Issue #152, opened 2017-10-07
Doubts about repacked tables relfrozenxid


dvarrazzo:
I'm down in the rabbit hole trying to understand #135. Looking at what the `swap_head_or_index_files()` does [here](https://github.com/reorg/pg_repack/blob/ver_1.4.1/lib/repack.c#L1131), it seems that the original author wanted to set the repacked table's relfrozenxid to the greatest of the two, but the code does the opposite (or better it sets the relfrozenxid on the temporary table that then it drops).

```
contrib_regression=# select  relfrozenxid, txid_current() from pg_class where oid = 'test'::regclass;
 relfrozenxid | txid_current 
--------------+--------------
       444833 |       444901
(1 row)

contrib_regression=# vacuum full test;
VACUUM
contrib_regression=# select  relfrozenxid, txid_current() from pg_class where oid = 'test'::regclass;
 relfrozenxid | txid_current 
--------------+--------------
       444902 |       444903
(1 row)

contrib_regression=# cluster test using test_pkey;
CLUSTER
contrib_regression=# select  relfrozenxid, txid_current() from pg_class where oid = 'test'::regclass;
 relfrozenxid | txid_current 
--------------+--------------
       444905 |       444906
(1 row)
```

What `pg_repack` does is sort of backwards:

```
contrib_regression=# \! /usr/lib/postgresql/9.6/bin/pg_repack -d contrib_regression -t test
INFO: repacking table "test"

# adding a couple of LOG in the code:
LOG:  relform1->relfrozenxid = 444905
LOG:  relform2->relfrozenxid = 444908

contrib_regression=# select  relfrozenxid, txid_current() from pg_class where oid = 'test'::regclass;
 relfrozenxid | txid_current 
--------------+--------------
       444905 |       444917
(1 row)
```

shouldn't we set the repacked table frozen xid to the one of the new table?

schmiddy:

______

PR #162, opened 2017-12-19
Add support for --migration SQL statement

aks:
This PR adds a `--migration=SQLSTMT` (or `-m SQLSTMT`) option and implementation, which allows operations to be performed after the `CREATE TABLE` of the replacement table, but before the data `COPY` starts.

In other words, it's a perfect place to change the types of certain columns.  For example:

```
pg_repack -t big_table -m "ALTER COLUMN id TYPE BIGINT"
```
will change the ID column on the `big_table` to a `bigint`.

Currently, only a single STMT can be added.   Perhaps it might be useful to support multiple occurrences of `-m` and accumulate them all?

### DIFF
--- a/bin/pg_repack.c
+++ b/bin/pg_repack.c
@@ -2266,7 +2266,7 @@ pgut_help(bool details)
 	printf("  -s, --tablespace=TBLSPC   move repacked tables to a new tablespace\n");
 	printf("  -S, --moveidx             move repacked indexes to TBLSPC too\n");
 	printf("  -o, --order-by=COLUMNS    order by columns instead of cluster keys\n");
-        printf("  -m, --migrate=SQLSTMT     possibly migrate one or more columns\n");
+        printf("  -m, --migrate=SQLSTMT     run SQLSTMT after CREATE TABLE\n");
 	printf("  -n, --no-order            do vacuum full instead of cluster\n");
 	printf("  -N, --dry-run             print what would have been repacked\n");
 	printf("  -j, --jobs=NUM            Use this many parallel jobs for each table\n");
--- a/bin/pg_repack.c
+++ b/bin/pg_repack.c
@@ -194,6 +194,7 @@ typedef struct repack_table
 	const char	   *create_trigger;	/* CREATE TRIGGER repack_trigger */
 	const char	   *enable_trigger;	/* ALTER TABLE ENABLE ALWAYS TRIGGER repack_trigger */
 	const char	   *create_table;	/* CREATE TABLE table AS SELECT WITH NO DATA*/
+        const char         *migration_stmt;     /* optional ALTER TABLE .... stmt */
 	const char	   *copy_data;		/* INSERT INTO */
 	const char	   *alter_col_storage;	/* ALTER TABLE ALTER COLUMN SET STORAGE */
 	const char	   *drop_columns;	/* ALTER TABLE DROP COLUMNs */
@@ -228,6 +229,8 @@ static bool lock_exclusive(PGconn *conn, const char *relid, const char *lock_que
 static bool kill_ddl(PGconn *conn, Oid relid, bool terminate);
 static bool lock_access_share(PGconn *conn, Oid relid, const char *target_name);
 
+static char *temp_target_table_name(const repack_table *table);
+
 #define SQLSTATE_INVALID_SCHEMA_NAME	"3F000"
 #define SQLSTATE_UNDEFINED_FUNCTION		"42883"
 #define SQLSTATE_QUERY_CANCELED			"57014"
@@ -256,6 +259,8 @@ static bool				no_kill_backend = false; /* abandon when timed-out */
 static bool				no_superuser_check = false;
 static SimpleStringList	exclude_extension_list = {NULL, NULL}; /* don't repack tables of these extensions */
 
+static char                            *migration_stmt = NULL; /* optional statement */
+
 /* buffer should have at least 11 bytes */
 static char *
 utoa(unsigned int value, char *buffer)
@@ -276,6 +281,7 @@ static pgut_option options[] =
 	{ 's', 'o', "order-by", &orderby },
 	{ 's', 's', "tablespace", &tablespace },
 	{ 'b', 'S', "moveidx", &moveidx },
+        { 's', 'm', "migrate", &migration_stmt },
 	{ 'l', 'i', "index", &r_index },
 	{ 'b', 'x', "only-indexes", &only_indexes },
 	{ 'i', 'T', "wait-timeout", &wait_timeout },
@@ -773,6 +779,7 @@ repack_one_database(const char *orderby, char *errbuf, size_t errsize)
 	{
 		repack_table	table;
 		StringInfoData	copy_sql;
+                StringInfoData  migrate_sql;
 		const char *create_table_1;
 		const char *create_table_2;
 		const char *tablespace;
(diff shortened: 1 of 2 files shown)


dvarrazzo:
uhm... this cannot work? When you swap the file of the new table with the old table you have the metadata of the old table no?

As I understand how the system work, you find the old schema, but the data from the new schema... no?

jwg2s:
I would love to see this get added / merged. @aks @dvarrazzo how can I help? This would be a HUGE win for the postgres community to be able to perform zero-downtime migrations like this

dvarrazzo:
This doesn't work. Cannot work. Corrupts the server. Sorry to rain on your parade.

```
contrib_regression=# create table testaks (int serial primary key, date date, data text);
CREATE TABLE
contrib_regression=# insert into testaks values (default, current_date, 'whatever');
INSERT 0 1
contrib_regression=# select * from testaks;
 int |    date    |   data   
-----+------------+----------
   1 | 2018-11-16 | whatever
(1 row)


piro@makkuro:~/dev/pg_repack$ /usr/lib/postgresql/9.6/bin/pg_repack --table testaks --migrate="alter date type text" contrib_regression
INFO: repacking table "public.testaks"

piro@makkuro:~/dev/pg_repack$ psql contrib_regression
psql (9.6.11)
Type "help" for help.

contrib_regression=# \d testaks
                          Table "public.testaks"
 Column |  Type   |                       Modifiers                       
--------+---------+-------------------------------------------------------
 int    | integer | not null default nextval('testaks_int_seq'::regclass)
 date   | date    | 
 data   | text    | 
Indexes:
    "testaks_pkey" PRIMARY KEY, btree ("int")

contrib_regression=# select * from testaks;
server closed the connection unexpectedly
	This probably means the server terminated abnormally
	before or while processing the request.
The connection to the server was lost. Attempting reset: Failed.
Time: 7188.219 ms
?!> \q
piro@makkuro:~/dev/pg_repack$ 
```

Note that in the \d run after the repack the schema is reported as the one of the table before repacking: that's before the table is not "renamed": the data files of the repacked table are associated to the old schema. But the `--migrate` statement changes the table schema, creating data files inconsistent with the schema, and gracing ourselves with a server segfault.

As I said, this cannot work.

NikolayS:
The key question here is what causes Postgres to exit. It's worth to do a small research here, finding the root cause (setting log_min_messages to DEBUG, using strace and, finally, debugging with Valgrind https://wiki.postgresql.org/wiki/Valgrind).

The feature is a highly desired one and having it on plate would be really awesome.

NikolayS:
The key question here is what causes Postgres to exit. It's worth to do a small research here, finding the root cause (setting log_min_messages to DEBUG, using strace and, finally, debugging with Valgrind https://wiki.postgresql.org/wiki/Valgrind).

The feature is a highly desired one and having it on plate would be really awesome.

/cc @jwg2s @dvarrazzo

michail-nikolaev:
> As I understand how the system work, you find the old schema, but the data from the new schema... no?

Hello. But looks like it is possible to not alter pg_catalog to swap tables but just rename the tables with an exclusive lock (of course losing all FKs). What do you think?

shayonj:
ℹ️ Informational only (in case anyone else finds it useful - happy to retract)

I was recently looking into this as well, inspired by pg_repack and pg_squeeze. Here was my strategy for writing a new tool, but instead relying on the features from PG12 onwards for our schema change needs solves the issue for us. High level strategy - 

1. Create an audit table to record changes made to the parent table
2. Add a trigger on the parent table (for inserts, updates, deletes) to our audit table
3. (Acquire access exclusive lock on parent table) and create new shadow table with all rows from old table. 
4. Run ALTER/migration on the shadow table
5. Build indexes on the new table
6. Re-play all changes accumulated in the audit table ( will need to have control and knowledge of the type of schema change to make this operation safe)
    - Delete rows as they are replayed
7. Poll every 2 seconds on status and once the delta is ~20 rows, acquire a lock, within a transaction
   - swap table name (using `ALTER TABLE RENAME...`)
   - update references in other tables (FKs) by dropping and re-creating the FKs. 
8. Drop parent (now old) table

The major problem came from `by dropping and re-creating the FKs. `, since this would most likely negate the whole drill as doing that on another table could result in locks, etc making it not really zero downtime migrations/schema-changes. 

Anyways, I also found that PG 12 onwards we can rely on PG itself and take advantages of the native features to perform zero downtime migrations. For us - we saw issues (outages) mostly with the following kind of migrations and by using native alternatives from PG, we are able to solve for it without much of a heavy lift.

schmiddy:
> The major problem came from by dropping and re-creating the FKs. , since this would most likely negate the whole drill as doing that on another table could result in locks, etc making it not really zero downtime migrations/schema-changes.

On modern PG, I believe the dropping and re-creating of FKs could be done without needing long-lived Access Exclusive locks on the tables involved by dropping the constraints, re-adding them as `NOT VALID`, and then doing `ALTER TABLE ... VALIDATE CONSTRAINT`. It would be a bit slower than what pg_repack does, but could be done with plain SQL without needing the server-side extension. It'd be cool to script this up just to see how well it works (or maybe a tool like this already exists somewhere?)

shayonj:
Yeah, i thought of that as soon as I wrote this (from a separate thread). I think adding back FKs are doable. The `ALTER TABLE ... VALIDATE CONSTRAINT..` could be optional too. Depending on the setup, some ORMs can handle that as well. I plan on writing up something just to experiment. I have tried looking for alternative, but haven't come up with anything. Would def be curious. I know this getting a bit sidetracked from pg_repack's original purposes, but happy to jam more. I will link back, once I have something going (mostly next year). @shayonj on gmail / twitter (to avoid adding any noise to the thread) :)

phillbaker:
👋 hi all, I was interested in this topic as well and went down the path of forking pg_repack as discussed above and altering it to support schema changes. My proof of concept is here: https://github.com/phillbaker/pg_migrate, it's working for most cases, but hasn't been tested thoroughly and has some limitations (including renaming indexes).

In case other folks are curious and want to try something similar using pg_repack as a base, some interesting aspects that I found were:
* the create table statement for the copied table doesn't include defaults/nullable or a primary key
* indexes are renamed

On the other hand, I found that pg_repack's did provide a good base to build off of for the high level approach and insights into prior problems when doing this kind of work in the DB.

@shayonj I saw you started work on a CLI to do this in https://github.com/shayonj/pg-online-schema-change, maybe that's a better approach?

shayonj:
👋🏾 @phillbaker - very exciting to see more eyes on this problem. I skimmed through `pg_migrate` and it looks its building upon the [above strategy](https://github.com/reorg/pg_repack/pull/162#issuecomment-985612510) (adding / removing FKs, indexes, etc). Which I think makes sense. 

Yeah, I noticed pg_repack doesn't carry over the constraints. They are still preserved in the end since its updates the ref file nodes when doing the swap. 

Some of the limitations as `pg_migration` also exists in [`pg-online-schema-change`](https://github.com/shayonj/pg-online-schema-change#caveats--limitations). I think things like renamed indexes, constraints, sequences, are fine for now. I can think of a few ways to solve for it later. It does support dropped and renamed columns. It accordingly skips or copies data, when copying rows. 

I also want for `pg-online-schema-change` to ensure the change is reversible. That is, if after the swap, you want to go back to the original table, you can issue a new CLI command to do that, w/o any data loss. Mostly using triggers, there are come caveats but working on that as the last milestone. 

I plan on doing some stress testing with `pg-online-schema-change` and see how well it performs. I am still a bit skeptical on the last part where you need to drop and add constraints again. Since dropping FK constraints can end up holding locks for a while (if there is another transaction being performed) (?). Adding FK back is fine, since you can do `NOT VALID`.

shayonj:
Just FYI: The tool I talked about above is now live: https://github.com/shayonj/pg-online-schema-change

______

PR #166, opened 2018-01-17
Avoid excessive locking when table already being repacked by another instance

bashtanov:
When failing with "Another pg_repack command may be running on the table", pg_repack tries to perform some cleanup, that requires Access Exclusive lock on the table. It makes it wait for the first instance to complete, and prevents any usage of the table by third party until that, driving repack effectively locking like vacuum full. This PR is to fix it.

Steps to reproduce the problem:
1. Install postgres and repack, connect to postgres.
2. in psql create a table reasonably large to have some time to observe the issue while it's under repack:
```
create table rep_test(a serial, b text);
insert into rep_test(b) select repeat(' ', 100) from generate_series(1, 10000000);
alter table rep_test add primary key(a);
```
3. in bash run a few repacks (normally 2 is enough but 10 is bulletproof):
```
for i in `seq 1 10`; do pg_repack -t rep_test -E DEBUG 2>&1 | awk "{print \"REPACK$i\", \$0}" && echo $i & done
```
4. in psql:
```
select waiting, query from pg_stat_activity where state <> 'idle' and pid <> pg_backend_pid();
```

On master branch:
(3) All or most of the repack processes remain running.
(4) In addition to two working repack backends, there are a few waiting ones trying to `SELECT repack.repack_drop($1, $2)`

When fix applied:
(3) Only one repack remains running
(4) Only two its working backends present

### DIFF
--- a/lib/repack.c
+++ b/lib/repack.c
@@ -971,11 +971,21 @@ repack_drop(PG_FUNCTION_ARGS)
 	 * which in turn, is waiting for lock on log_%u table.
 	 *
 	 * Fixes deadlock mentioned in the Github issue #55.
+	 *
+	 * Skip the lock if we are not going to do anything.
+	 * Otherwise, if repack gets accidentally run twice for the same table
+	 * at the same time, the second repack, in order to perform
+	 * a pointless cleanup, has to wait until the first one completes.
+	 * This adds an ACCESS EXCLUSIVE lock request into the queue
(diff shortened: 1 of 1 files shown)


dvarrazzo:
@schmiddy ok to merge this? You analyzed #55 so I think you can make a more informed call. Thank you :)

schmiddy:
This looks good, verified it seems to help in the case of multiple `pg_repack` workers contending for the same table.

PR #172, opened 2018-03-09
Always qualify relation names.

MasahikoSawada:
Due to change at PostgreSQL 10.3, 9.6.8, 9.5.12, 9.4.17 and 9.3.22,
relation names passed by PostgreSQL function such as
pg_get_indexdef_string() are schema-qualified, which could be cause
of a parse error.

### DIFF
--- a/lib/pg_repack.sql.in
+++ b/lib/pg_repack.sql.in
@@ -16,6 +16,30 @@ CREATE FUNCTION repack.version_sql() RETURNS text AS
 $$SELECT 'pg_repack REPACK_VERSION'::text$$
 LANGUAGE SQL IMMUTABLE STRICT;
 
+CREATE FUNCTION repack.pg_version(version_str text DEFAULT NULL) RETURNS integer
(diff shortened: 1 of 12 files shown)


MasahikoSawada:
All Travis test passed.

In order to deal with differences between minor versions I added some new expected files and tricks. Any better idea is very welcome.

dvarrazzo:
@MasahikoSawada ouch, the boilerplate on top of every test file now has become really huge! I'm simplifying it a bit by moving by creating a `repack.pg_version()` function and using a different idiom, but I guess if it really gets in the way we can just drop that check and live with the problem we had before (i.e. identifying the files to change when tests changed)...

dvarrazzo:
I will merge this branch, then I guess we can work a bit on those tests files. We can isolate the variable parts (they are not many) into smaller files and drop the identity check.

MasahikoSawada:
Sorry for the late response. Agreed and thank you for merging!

______

Above are the lines; repeat exactly the ones from the line containing "--- a/lib/repack.c" down to the line containing "--- a/lib/pg_repack.sql.in", both inclusive.

- [Output of the exercise]:
--- a/lib/repack.c
+++ b/lib/repack.c
@@ -971,11 +971,21 @@ repack_drop(PG_FUNCTION_ARGS)
 	 * which in turn, is waiting for lock on log_%u table.
 	 *
 	 * Fixes deadlock mentioned in the Github issue #55.
+	 *
+	 * Skip the lock if we are not going to do anything.
+	 * Otherwise, if repack gets accidentally run twice for the same table
+	 * at the same time, the second repack, in order to perform
+	 * a pointless cleanup, has to wait until the first one completes.
+	 * This adds an ACCESS EXCLUSIVE lock request into the queue
(diff shortened: 1 of 1 files shown)


dvarrazzo:
@schmiddy ok to merge this? You analyzed #55 so I think you can make a more informed call. Thank you :)

schmiddy:
This looks good, verified it seems to help in the case of multiple `pg_repack` workers contending for the same table.

PR #172, opened 2018-03-09
Always qualify relation names.

MasahikoSawada:
Due to change at PostgreSQL 10.3, 9.6.8, 9.5.12, 9.4.17 and 9.3.22,
relation names passed by PostgreSQL function such as
pg_get_indexdef_string() are schema-qualified, which could be cause
of a parse error.

### DIFF
--- a/lib/pg_repack.sql.in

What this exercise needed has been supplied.